The Braves have Guillermo Heredia and Adam Duvall on the roster. They also still have prospect Cristian Pache, who flopped in his first extended trial as a major leaguer. Top prospect Michael Harris isn’t that far away, though he won’t factor into the 2022 opening-day roster.

There are plentiful options. The Braves won’t be starved for outfield depth. The question is who will be in uniform and who will handle the starting spots for game 1 in Miami.

3. Will they bolster the rotation?

The Braves’ top three starters are set with Max Fried, Ian Anderson and Charlie Morton, who should be ready for the season after suffering a fractured fibula in the World Series. The next two spots are unclear. Huascar Ynoa would be a logical leading candidate. Kyle Wright, once again, begins a spring training competing for a spot. Tucker Davidson and Kyle Muller will log innings at some point.

It’d behoove the Braves to add another veteran starter. Lefty Drew Smyly was an underwhelming short-term contributor a season ago, but another move of that ilk makes sense. The team should have some breathing room financially even if it re-signs Freeman.

4. Will they add more to the bullpen and bench?

The Braves inked right-hander Kirby Yates to a two-year deal before the lockout. They could add further reinforcements to the bullpen – Darren O’Day is already back on a minor-league deal – but the unit is in good shape. Will Smith, Luke Jackson, Tyler Matzek and A.J. Minter are under contract.

Dylan Lee, Jacob Webb and newcomer Jay Jackson are depth. Spencer Strider, promoted the final weekend of the 2021 regular season, will vie for a role. Every team could always add more relief help.

Infielder Orlando Arcia and catcher Manny Pina are bench players. Heredia could be depending on how the team manages its outfield. Benches are usually fluid and it’s easy to forget how concerning that group was for the Braves entering last season. Expect to see some new bench candidates in the spring.

5. What happens with NL East and NL contenders?

The Mets were busy before the lockout, so they’ll once again be a popular pick to upend the Braves atop the division.

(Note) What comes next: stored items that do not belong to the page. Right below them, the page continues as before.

PR #85, opened 2016-07-21
first draft of clean_column_names utility function

jburos:
Added a function `strip_column_names` that converts column names to patsy-friendly strings.

**Note** the name has changed to `strip_column_names` (it was `clean_column_names`) in an attempt to be less confusing. Clean could be confused with presentation-ready column names.
## Example usage :

```
from cohorts.utils import strip_column_names
cohort = cohorts.init_cohort(...)
d = cohort.get_dataframe()
d = d.rename(columns = strip_column_names(d.columns))
```

You can now also do the above in one step, as:

```
d = cohort.get_dataframe(rename_cols=True)
```

  (this latter functionality is `off` by default, so the current behavior is unchanged)
## Behavior

In both cases, the function modifies column names as : 

```
1. convert meaningful punctuation to str (e.g. `<` becomes `lt`)
2. (optionally - not default) remove text within parens
3. convert remaining punctuation/whitespace -> _
4. change to lowercase
5. strip leading & trailing punctuation
```

It will additionally check for uniqueness of stripped column names, and will return original values if the revised names are non-unique.
## Examples

Some examples of how this maps from old to new names:

```
{'2-factor score': '2_factor_score',
 '5-factor score': '5_factor_score',
 'Age': 'age',
 'Albumin < 4': 'albumin_lt_4',
 'Alive Status': 'alive_status',
 'Baseline neutrophil to lymphocyte ratio': 'baseline_neutrophil_to_lymphocyte_ratio',
 'Best Response RECIST 1.1': 'best_response_recist_1_1',
 'Best response mRECIST': 'best_response_mrecist',
 'Date of Best Response': 'date_of_best_response',
 'ECOG >0': 'ecog_gt_0',
 'Hb < 10': 'hb_lt_10',
 'Liver Mets': 'liver_mets',
 'Number of Lines of Therapy': 'number_of_lines_of_therapy',
 'OS in days': 'os_in_days',
 'Ongoing Responder RECIST 1.1': 'ongoing_responder_recist_1_1',
 'PD-L1': 'pd_l1',
 'PFS (RECIST 1.1) in days': 'pfs_recist_1_1_in_days',
 'PFS (mRECIST 1.1) in days': 'pfs_mrecist_1_1_in_days',
 'Pack Years': 'pack_years',
 'Prior BCG': 'prior_bcg',
 'Response Mixed or Homogenous': 'response_mixed_or_homogenous',
 'Sequence Path': 'sequence_path',
```

### DIFF
--- a/cohorts/load.py
+++ b/cohorts/load.py
@@ -328,7 +328,8 @@ class Cohort(Collection):
         self.dataframe_hash = hash(str(df.sort_values("patient_id")))
         return df
 
-    def as_dataframe(self, on=None, col=None, join_with=None, join_how=None, **kwargs):
+    def as_dataframe(self, on=None, col=None, join_with=None, join_how=None,
+                    rename_cols=False, keep_paren_contents=True, **kwargs):
         """
         Return this Cohort as a DataFrame, and optionally include additional columns
         using `on`.
@@ -345,6 +346,18 @@ class Cohort(Collection):
 
         If `on` is a function or functions, kwargs is passed to those functions.
         Otherwise kwargs is ignored.
+
+        Other parameters
+        ----------------
+        `rename_cols`: (bool)
+                if True, then return columns using "clean" column names
+                ("clean" means lower-case names without punctuation other than `_`)
+                defaults to False
+        `keep_paren_contents`: (bool)
+                if True, then contents of column names within parens are kept.
+                if False, contents of column names within-parens are dropped.
+                Defaults to True
+        ----------
 
         Return : tuple or DataFrame
             <dataframe>
@@ -397,14 +410,13 @@ class Cohort(Collection):
             for key, value in on.iteritems():
                 col, df = apply_func(on=value, col=key, df=df)
                 cols.append(col)
-            return (cols, df)
         if type(on) == list:
             cols = []
             for i, elem in enumerate(on):
                 col = elem.__name__ if not is_lambda(elem) else "column_%d" % i
                 col, df = apply_func(on=elem, col=col, df=df)
                 cols.append(col)
-            return (cols, df)
+        return (cols, df)
 
     def load_dataframe(self, df_loader_name):
         """
--- a/cohorts/load.py
+++ b/cohorts/load.py
@@ -330,7 +330,7 @@ class Cohort(Collection):
         return df
 
     def as_dataframe(self, on=None, col=None, join_with=None, join_how=None,
-                    rename_cols=False, keep_paren_contents=True, **kwargs):
+                     rename_cols=False, keep_paren_contents=True, **kwargs):
         """
         Return this Cohort as a DataFrame, and optionally include additional columns
         using `on`.
@@ -351,14 +351,14 @@ class Cohort(Collection):
         Other parameters
         ----------------
         `rename_cols`: (bool)
-                if True, then return columns using "stripped" column names
-                ("stripped" means lower-case names without punctuation other than `_`)
-                See `utils.strip_column_names` for more details
-                defaults to False
+            if True, then return columns using "stripped" column names
+            ("stripped" means lower-case names without punctuation other than `_`)
+            See `utils.strip_column_names` for more details
+            defaults to False
         `keep_paren_contents`: (bool)
-                if True, then contents of column names within parens are kept.
-                if False, contents of column names within-parens are dropped.
-                Defaults to True
+            if True, then contents of column names within parens are kept.
+            if False, contents of column names within-parens are dropped.
+            Defaults to True
         ----------
 
         Return : tuple or DataFrame
@@ -420,8 +420,7 @@ class Cohort(Collection):
                 cols.append(col)
 
         if (rename_cols):
-            df = df.rename(columns=_strip_column_names(df.columns,
-                   keep_paren_contents=keep_paren_contents))
+            df = df.rename(columns=_strip_column_names(df.columns, keep_paren_contents=keep_paren_contents))
         return (cols, df)
 
     def load_dataframe(self, df_loader_name):
--- a/cohorts/load.py
+++ b/cohorts/load.py
@@ -38,6 +38,7 @@ from topiary.sequence_helpers import contains_mutant_residues
 from isovar.protein_sequence import variants_to_protein_sequences_dataframe
 from pysam import AlignmentFile
 
+from .utils import strip_column_names as _strip_column_names
 from .survival import plot_kmf
 from .plot import mann_whitney_plot, fishers_exact_plot, roc_curve_plot
 from .collection import Collection
@@ -350,8 +351,9 @@ class Cohort(Collection):
         Other parameters
         ----------------
         `rename_cols`: (bool)
-                if True, then return columns using "clean" column names
-                ("clean" means lower-case names without punctuation other than `_`)
+                if True, then return columns using "stripped" column names
+                ("stripped" means lower-case names without punctuation other than `_`)
+                See `utils.strip_column_names` for more details
                 defaults to False
         `keep_paren_contents`: (bool)
                 if True, then contents of column names within parens are kept.
@@ -416,6 +418,10 @@ class Cohort(Collection):
                 col = elem.__name__ if not is_lambda(elem) else "column_%d" % i
                 col, df = apply_func(on=elem, col=col, df=df)
                 cols.append(col)
+
+        if (rename_cols):
+            df = df.rename(columns=_strip_column_names(d.columns,
+                   keep_paren_contents=keep_paren_contents))
         return (cols, df)
 
     def load_dataframe(self, df_loader_name):
--- a/cohorts/load.py
+++ b/cohorts/load.py
@@ -420,7 +420,7 @@ class Cohort(Collection):
                 cols.append(col)
 
         if (rename_cols):
-            df = df.rename(columns=_strip_column_names(d.columns,
+            df = df.rename(columns=_strip_column_names(df.columns,
                    keep_paren_contents=keep_paren_contents))
         return (cols, df)
 
--- a/cohorts/load.py
+++ b/cohorts/load.py
@@ -420,7 +420,9 @@ class Cohort(Collection):
                 cols.append(col)
 
         if (rename_cols):
-            df = df.rename(columns=_strip_column_names(df.columns, keep_paren_contents=keep_paren_contents))
+            rename_dict = _strip_column_names(df.columns, keep_paren_contents=keep_paren_contents)
+            df.rename(columns=rename_dict, inplace=True)
+            cols = [rename_dict[col] for col in cols]
         return (cols, df)
 
     def load_dataframe(self, df_loader_name):
--- a/cohorts/utils.py
+++ b/cohorts/utils.py
@@ -16,10 +16,10 @@ import re
 import logging
 
 
-def _clean_column_name(col_name, keep_paren_contents=True):
+def _strip_column_name(col_name, keep_paren_contents=True):
     """
     Utility script applying several regexs to a string.
-    Intended to be used by `clean_column_names`.
+    Intended to be used by `strip_column_names`.
 
     This function will:
         1. replace informative punctuation components with text
@@ -41,7 +41,7 @@ def _clean_column_name(col_name, keep_paren_contents=True):
 
     Examples
     --------
-    > print([_clean_column_name(col) for col in ['PD-L1','PD L1','PD L1_']])
+    > print([_strip_column_name(col) for col in ['PD-L1','PD L1','PD L1_']])
     """
     # start with input
     new_col_name = col_name
@@ -77,12 +77,13 @@ def _clean_column_name(col_name, keep_paren_contents=True):
     return new_col_name.lower()
 
 
-def clean_column_names(cols, keep_paren_contents=True):
+def strip_column_names(cols, keep_paren_contents=True):
     """
     Utility script for renaming pandas columns to patsy-friendly names.
-    Revised names have:
-        - punctuation and whitespace -> text or _
-        - all text in lower case
+
+    Revised names have been:
+        - stripped of all punctuation and whitespace (converted to text or `_`)
+        - converted to lower case
 
     Takes a list of column names, returns a dict mapping
     names to revised names.
@@ -113,21 +114,22 @@ def clean_column_names(cols, keep_paren_contents=True):
       'PD L1 (>1)': pd.Series([0., 1., 1., 0.], index=['a', 'b', 'c', 'd']),
       }
     > df = pd.DataFrame(df)
-    > df = df.rename(columns = clean_column_names(df.columns))
+    > df = df.rename(columns = strip_column_names(df.columns))
 
     ## observe, by comparison
-    > df2 = df.rename(columns = clean_column_names(df.columns,
+    > df2 = df.rename(columns = strip_column_names(df.columns,
         keep_paren_contents=False))
     """
     logger = logging.getLogger()
 
-    # clean/replace punctuation
+    # strip/replace punctuation
     new_cols = [
-        _clean_column_name(col, keep_paren_contents=keep_paren_contents)
+        _strip_column_name(col, keep_paren_contents=keep_paren_contents)
         for col in cols]
 
     if not(len(new_cols) == len(set(new_cols))):
-        logger.warning('Warning: clean_column_names will introduce duplicate names. Reverting column names to the original.')
+        logger.warning('Warning: strip_column_names (if run) would introduce duplicate names.'
+            ' Reverting column names to the original.')
         return dict(zip(cols, cols))
 
     return dict(zip(cols, new_cols))
--- a/cohorts/utils.py
+++ b/cohorts/utils.py
@@ -38,7 +38,7 @@ def _clean_column_name(x, keep_parens = True):
 
         Examples
         --------- 
-        > print([clean_column_name(col) for col in ['PD-L1','PD L1','PD L1_']])
+        > print([_clean_column_name(col) for col in ['PD-L1','PD L1','PD L1_']])
 
     """
     ## start with input
--- a/cohorts/utils.py
+++ b/cohorts/utils.py
@@ -14,6 +14,7 @@
 
 import re
 import logging
+import warnings
 
 
 def _strip_column_name(col_name, keep_paren_contents=True):
@@ -128,8 +129,11 @@ def strip_column_names(cols, keep_paren_contents=True):
         for col in cols]
 
     if not(len(new_cols) == len(set(new_cols))):
-        logger.warning('Warning: strip_column_names (if run) would introduce duplicate names.'
-                       ' Reverting column names to the original.')
+        warn_str = 'Warning: strip_column_names (if run) would introduce duplicate names.'
+        warn_str += ' Reverting column names to the original.'
+
+        logger.warning(warn_str)
+        warnings.warn(warn_str)
         print('Warning: strip_column_names would introduce duplicate names. Please fix & try again.')
         return dict(zip(cols, cols))
 
--- a/cohorts/utils.py
+++ b/cohorts/utils.py
@@ -128,7 +128,7 @@ def strip_column_names(cols, keep_paren_contents=True):
         _strip_column_name(col, keep_paren_contents=keep_paren_contents)
         for col in cols]
 
-    if not(len(new_cols) == len(set(new_cols))):
+    if len(new_cols) != len(set(new_cols)):
         warn_str = 'Warning: strip_column_names (if run) would introduce duplicate names.'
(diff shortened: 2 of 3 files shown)


cohorts/utils.py
```diff
@@ -0,0 +1,124 @@
...
+# Unless required by applicable law or agreed to in writing, software
+# distributed under the License is distributed on an "AS IS" BASIS,
+# WITHOUT WARRANTIES OR CONDITIONS OF ANY KIND, either express or implied.
+# See the License for the specific language governing permissions and
+# limitations under the License.
+
+import re 
+
+def _clean_column_name(x, keep_parens = True):
+    """
```
tavinathanson, line 21: Style: lines should be indented at the same level as the `"""`: https://www.python.org/dev/peps/pep-0008/#documentation-strings

cohorts/utils.py
```diff
@@ -0,0 +1,124 @@
...
+#
+# Unless required by applicable law or agreed to in writing, software
+# distributed under the License is distributed on an "AS IS" BASIS,
+# WITHOUT WARRANTIES OR CONDITIONS OF ANY KIND, either express or implied.
+# See the License for the specific language governing permissions and
+# limitations under the License.
+
+import re 
+
+def _clean_column_name(x, keep_parens = True):
```
tavinathanson: Better name than `x`?

cohorts/utils.py
```diff
@@ -0,0 +1,124 @@
...
+
+        This function will: 
+            1. replace informative punctuation components with text
+            2. (optionally) remove text within parentheses
+            3. replace remaining punctuation/whitespace with _
+            4. remove trailing punctuation/whitespace
+
+        Parameters 
+        -----------
+        str (str): input character string
```
tavinathanson: `str` vs. `x`

cohorts/utils.py
```diff
@@ -0,0 +1,124 @@
...
+        keep_parens (logical): control behavior of within-paren elements of text
```
tavinathanson: Maybe `keep_paren_contents` would be more accurate?

cohorts/utils.py
```diff
@@ -0,0 +1,124 @@
...
+             - if True, (the default) all text within parens retained
+             - if False, text within parens will be removed from the field name
+
+        Returns
+        --------
+        modified string for new field name 
+
+
```
tavinathanson, line 62: Unnecessary newline

cohorts/utils.py
```diff
@@ -0,0 +1,124 @@
...
+    punct_replacement = '_'
+    newx = re.sub(punct_pattern, punct_replacement, newx)
+    
+    ## remove trailing _ if it exists (if last char was punctuation)
+    newx = re.sub('_$', '', newx)
+    return newx
+
+def clean_column_names(cols, keep_parens = True):
+    """
+        Utility script for renaming pandas columns to patsy-friendly names.
```
tavinathanson: Same comment re indentation

test/test_utils.py
```diff
@@ -0,0 +1,39 @@
...
+      }
+    d = pd.DataFrame(d)
+    ## should not error & should rename columns
+    d2 = d.rename(columns = clean_column_names(d.columns))
+    ok_((d2.columns != d.columns).any())
+
+    ## should not rename columns -- should error
+    d3 = d.rename(columns = clean_column_names(d.columns, keep_parens = False))
+    ok_((d3.columns == d.columns).all())
+
```
tavinathanson, line 50: Excess newlines

test/test_utils.py
```diff
@@ -0,0 +1,39 @@
...
+    res = [_clean_column_name(col) for col in ['PD-L1','PD L1','PD L1_']]
+    eq_(res, ['PD_L1','PD_L1','PD_L1'])
+
+def test_column_names():
+    d = {'one' : pd.Series([1., 2., 3.], index=['a', 'b', 'c']),
+      'two' : pd.Series([1., 2., 3., 4.], index=['a', 'b', 'c', 'd']),
+      'PD L1 (value)': pd.Series([1., 2., 3., 4.], index=['a', 'b', 'c', 'd']),
+      'PD L1 (>1)': pd.Series([0., 1., 1., 0.], index=['a', 'b', 'c', 'd']),
+      }
+    d = pd.DataFrame(d)
```
tavinathanson: Very minor: might be good to use `df` vs. `d`, seems to be the standard way to name a `DataFrame` e.g. http://pandas.pydata.org/pandas-docs/stable/generated/pandas.DataFrame.html

cohorts/utils.py
```diff
@@ -0,0 +1,124 @@
...
+        ## observe, by comparison
+        > d2 = d.rename(columns = clean_column_names(d.columns, keep_parens = False))
+
+    """
+    ## clean/replace punctuation
+    newcols = [_clean_column_name(col, keep_parens = keep_parens) for col in cols]
+    
+    ## confirm no duplicates in remaining columns
+    if not(len(newcols) == len(cols)):
+        print('Warning: length of newcols not the same as cols')
```
tavinathanson: Worth raising an error here?

cohorts/utils.py
```diff
@@ -0,0 +1,124 @@
...
+        --------- 
+        > print([_clean_column_name(col) for col in ['PD-L1','PD L1','PD L1_']])
+
+    """
+    ## start with input
+    newx = x
+    
+    ## replace meaningful punctuation with text equivalents
+    ## surround each with whitespace to enforce consistent use of _
+    newx = re.sub('<=', ' le ', newx)
```
tavinathanson: Maybe avoid the repeated `re.sub` e.g.

```
punctuation_to_text = {"=<": "le", ...}
for punctuation, punctuation_text in punctuation_to_text.items():
    col_name = col_name.replace(punctuation, punctuation_text)
```

cohorts/utils.py
```diff
@@ -0,0 +1,124 @@
...
+    if not(keep_parens):
+        newx = re.sub('\([^)]*\)', '', newx)
+    
+    ## replace remaining punctuation/whitespace with _
+    punct_pattern = '[\W_]+'
+    punct_replacement = '_'
+    newx = re.sub(punct_pattern, punct_replacement, newx)
+    
+    ## remove trailing _ if it exists (if last char was punctuation)
+    newx = re.sub('_$', '', newx)
```
tavinathanson: Maybe `newx.strip("_")` is cleaner?

cohorts/utils.py
```diff
@@ -0,0 +1,124 @@
...
+            - punctuation and whitespace -> text or _
+            - all text in lower case 
+
+        Takes a list of column names, returns a dictionary mapping names to revised names.
+
+        If there are any concerns with the conversion, this will print a warning & return original column names. 
+        
+        Parameters 
+        --------------
+            cols (list): list of strings containing column names
```
tavinathanson: I think this is actually two indentations too far in: should be lined up with `Parameters`, which should be lined up with `"""`

cohorts/utils.py
```diff
@@ -0,0 +1,124 @@
...
+        
+        ## observe, by comparison
+        > d2 = d.rename(columns = clean_column_names(d.columns, keep_parens = False))
+
+    """
+    ## clean/replace punctuation
+    newcols = [_clean_column_name(col, keep_parens = keep_parens) for col in cols]
+    
+    ## confirm no duplicates in remaining columns
+    if not(len(newcols) == len(cols)):
```
tavinathanson: When would this be not true? Versus `len(set(newcols))`?

cohorts/utils.py
```diff
@@ -0,0 +1,124 @@
...
+              }
+        > d = pd.DataFrame(d)
+        > d = d.rename(columns = clean_column_names(d.columns))
+        
+        ## observe, by comparison
+        > d2 = d.rename(columns = clean_column_names(d.columns, keep_parens = False))
+
+    """
+    ## clean/replace punctuation
+    newcols = [_clean_column_name(col, keep_parens = keep_parens) for col in cols]
```
tavinathanson: Minor style: `new_cols` vs. `newcols`

cohorts/utils.py
```diff
@@ -0,0 +1,124 @@
...
+    
+    ## confirm no duplicates in remaining columns
+    if not(len(newcols) == len(cols)):
+        print('Warning: length of newcols not the same as cols')
+        return dict(zip(cols, cols))
+    
+    if not(len(newcols) == len(set(newcols))):
```
tavinathanson: Why is `lower`ing not just a part of `_clean_column_name`?

cohorts/utils.py
```diff
@@ -0,0 +1,124 @@
...
+        print('Warning: cleanup introduces duplicate names. Please resolve & try again.')
+        return dict(zip(cols, cols))
+    
+    ## modify all column names to lower case
+    newcols_lc = [col.lower() for col in newcols]
```
tavinathanson: Why is `lower`ing not just a part of `_clean_column_name`?

tavinathanson:
LGTM! % minor style comments

cohorts/utils.py
jburos: This is a sanity check - one checks for uniqueness the other checks whether the list-comprehension worked properly

tavinathanson: Two thoughts: `assert` is good for when we want to test basic things that shouldn't actually go wrong. That said, I don't think we need to take up space testing that Python list comprehensions work?

cohorts/utils.py
jburos: A few reasons:
1. So this can be turned off without having to pass parameter to `_clean_column_names`
2. Separating steps would, I thought, be somewhat cleaner.
3. So uniqueness could be checked before & after case-conversion. Ideally I want to have the non-uniqueness message be more helpful, like "after step X these columns were equivalent - please fix & try again". & actually list the duplicate columns.

cohorts/utils.py
jburos: Would this also strip leading _ ?

cohorts/utils.py
jburos: I like this - then the punct-to-string can be more easily extended. Thanks!

tavinathanson:
@jburos also just occurred to me: why manual `d.rename(columns = clean_column_names(d.columns))` vs. `cohort.as_dataframe(rename_cols=True, keep_paren_contents=True)`, with `True` by default?

cohorts/utils.py
tavinathanson: It would, is that a problem?

cohorts/utils.py
jburos: Perhaps .. was thinking about how to make this more friendly for interactive use. Is there a way to raise a warning?

tavinathanson: I think the standard warning protocol is via `logging`, which I assume is generally preferable over `print` (and `cohorts` could do better at that as a whole). So I guess the question here is whether the issue is worth halting completely over. I'll defer to you on that call?

tavinathanson: Oops, I think `warnings.warn("warning message", TypeOfWarning)` might be even better? I don't know too much about this, sadly!

jburos:
@tavinathanson I would suggest we _also_ support that usage. 

I would recommend we keep the functional use separate since this utility 
1. could be used outside of cohorts
2. can be applied to a subset of column names easily this way, and 
3. including it in the as_data_frame call could make errors converting columns (ie string handling resulting in non-unique column names) difficult to address

But, I do agree that this additional functionality could be helpful -- e.g. when you want to apply coxph model to outcome vars & this is only exposed via the `Cohort` object.

Curious to know what you think.

cohorts/utils.py
tavinathanson: Ignore everything I said! I guess `warning.warn` would raise an exception depending on the current settings for warning suppression.

tavinathanson:
@jburos I agree that this should be accessible outside `as_dataframe`, but `as_dataframe` seems like a great place to use it. Not too worried about errors in the conversion; if we clearly `warn` when they come up, that seems fine?

cohorts/utils.py
tavinathanson: I think checking uniqueness at every step is probably over-engineering this; if a uniqueness error occurs, I think it should be enough to spit out which columns are duplicates, regardless of what step made them so?

I think, readability-wise, it's more intuitive to have the `_clean_column_name` function do everything to each individual column name, while the `clean_column_names` function iterates over them. That would be my assumption, and any deviation seems like added confusion?

Not clear what 1 means: how do you turn it off?

cohorts/utils.py
jburos: Maybe - in some cases, I have used a leading underscore to include information about the version of data in that row. But otherwise I agree with you it would _usually_ be good to strip this.

I will implement strip for now & we'll cross the leading-underscore problem if/when we encounter it

cohorts/utils.py
jburos: True. I guess I was thinking if there was an None value or something , but this probably wouldn't catch that anyways.

cohorts/utils.py
jburos: I haven't added that parameter, but conceivably a user might not want to convert case

jburos:
@tavinathanson I modified this in two places : 
1. Renamed function (& helper function) to `strip_column_names`.
2. Added option for `rename_cols` to `as_dataframe` (defaults to False).

Would you mind reviewing these two changes again? 

Thanks & apologies for the CR-overload...

cohorts/load.py
```diff
@@ -397,14 +412,17 @@ def is_lambda(func):
...
             cols = []
             for i, elem in enumerate(on):
                 col = elem.__name__ if not is_lambda(elem) else "column_%d" % i
                 col, df = apply_func(on=elem, col=col, df=df)
                 cols.append(col)
-            return (cols, df)
+
+        if (rename_cols):
+            df = df.rename(columns=_strip_column_names(d.columns,
+                   keep_paren_contents=keep_paren_contents))
```
jburos: @tavinathanson wasn't sure here what I should do with `cols` - welcome your advice on this part

cohorts/load.py
```diff
@@ -328,7 +329,8 @@ def _as_dataframe_unmodified(self, join_with = None, join_how = None):
         self.dataframe_hash = hash(str(df.sort_values("patient_id")))
         return df
 
-    def as_dataframe(self, on=None, col=None, join_with=None, join_how=None, **kwargs):
+    def as_dataframe(self, on=None, col=None, join_with=None, join_how=None,
+                    rename_cols=False, keep_paren_contents=True, **kwargs):
```
tavinathanson: Style nit: `rename_cols` should be directly underneath the paren

cohorts/load.py
```diff
@@ -346,6 +348,19 @@ def as_dataframe(self, on=None, col=None, join_with=None, join_how=None, **kwarg
         If `on` is a function or functions, kwargs is passed to those functions.
         Otherwise kwargs is ignored.
 
+        Other parameters
+        ----------------
+        `rename_cols`: (bool)
+                if True, then return columns using "stripped" column names
```
tavinathanson: Indent by 4 spaces vs. 8? https://www.python.org/dev/peps/pep-0008/#indentation

cohorts/load.py
```diff
@@ -397,14 +412,17 @@ def is_lambda(func):
...
         if type(on) == list:
             cols = []
             for i, elem in enumerate(on):
                 col = elem.__name__ if not is_lambda(elem) else "column_%d" % i
                 col, df = apply_func(on=elem, col=col, df=df)
                 cols.append(col)
-            return (cols, df)
+
+        if (rename_cols):
+            df = df.rename(columns=_strip_column_names(df.columns,
```
tavinathanson: I apologize for the confusing nature of this code, but I think this will break in some instances when the name of the function, e.g. `missense_snv_counT` gets stripped here, however it doesn't get stripped in the `cols` variable.

Maybe, instead of putting this `if (rename_cols)` here, you should put it inside `apply_func` above, replacing `df[col] = df.apply(func, axis=1)`?

Something to replace both the column name and the dataframe e.g.:

```
applied = df.apply(func, axis=1)
if (rename_cols):
    df.rename(...)
    col = _strip_column_name(...)
df[col] = applied
```

cohorts/load.py
```diff
@@ -397,14 +412,16 @@ def is_lambda(func):
...
         if type(on) == list:
             cols = []
             for i, elem in enumerate(on):
                 col = elem.__name__ if not is_lambda(elem) else "column_%d" % i
                 col, df = apply_func(on=elem, col=col, df=df)
                 cols.append(col)
-            return (cols, df)
+
+        if (rename_cols):
+            df = df.rename(columns=_strip_column_names(df.columns, keep_paren_contents=keep_paren_contents))
```
tavinathanson: Sorry for the confusing nature of this code! I think the `DataFrame` itself might get column-renamed while the `cols` variable won't, which could lead to issues.

I think `cols = _strip_column_names(cols, keep_paren_contents=keep_paren_contents)` would address that?

tavinathanson: Also, you can do an in-place rename with `df.rename(inplace=True)` to avoid `df = df.rename`

cohorts/utils.py
```diff
@@ -0,0 +1,136 @@
...
+
+    # replace remaining punctuation/whitespace with _
+    punct_pattern = '[\W_]+'
+    punct_replacement = '_'
+    new_col_name = re.sub(punct_pattern, punct_replacement, new_col_name)
+
+    # remove leading/trailing _ if it exists (if last char was punctuation)
+    new_col_name = new_col_name.strip("_")
+
+    # TODO: check for empty string
```
tavinathanson, line 75: Not sure if this is intentional, but seems fine to leave the `TODO` if you make an issue for it

cohorts/utils.py
```diff
@@ -0,0 +1,136 @@
...
+    cols (list): list of strings containing column names
+    keep_paren_contents (logical):
+        controls behavior of within-paren elements of text
+         - if True, (the default) all text within parens retained
+         - if False, text within parens will be removed from the field name
+
+    Returns
+    -------
+
+    dict mapping cols -> newcols
```
tavinathanson: `new_col`

cohorts/utils.py
```diff
@@ -0,0 +1,136 @@
...
+
+    # strip/replace punctuation
+    new_cols = [
+        _strip_column_name(col, keep_paren_contents=keep_paren_contents)
+        for col in cols]
+
+    if not(len(new_cols) == len(set(new_cols))):
+        logger.warning('Warning: strip_column_names (if run) would introduce duplicate names.'
+                       ' Reverting column names to the original.')
+        print('Warning: strip_column_names would introduce duplicate names. Please fix & try again.')
```
tavinathanson, line 137: Is the reason you're `print`ing in addition to logging because it's not showing up in the notebook? I was reading more of this to try to understand how this should work: http://stackoverflow.com/questions/18786912/get-output-from-the-logging-module-in-ipython-notebook; but I admit that I'm fairly naive and this is fine for now until we get more clarity.

cohorts/utils.py
```diff
@@ -0,0 +1,136 @@
...
+        keep_paren_contents=False))
+    """
+    logger = logging.getLogger()
+
+    # strip/replace punctuation
+    new_cols = [
+        _strip_column_name(col, keep_paren_contents=keep_paren_contents)
+        for col in cols]
+
+    if not(len(new_cols) == len(set(new_cols))):
```
tavinathanson: `len(new_cols) != len(set(new_cols))`?

cohorts/load.py
tavinathanson: Have a simpler thought elsewhere; please ignore this comment!

tavinathanson:
@jburos looks good! Once you address the remaining comments, feel free to merge without another review pass (though happy to give more feedback if useful)

cohorts/load.py
jburos: Thanks - was wondering what to do about `cols` -- this will be a bit tricky to do cleanly since I won't know at this point if the column-rename was successful... feel like I should look these up in the dictionary returned by the original _strip_column_names on the df. 

I'll try to write up a test case for this.

tavinathanson: I can't think of a scenario where the rename would fail on a column name in the `DataFrame` that it would not fail on in the `cols`? I agree that this feels a little hacky, and if you want to do it more cleanly feel free; fine with me either way.

cohorts/utils.py
jburos, line 137: Yes - that's why. I also ended up adding a `warning.warn` since the `logger.warning` message didn't show up in either the console or the ipynb -- appears this takes a separate setup which I was reading about here : https://docs.python.org/2.6/library/logging.html#configuring-logging

Definitely doesn't belong in this utils module, though should probably be addressed at some point .. for now I have found duplicating these messages helpful.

The Phillies signed reliever Corey Knebel, whom the Braves faced in the NL Championship Series, and could make further improvements. Miami could become a sleeper pick due to its pitching and offensive reinforcements. The Nationals are rebuilding and don’t present much of a threat.

The Braves will also watch how other NL contenders move forward. The Dodgers lost Corey Seager and Max Scherzer. How will they atone for those losses and improve their rotation? San Francisco retained some key free agents and has the money to make other additions. The Padres, under new manager Bob Melvin, could emerge as they were supposed to a year ago. The NL Central remains the league’s unsexist division, though the Brewers and Cardinals could be a move or two away from making more noise. The Cubs, after tearing down their roster in July, could go various directions with their flexibility.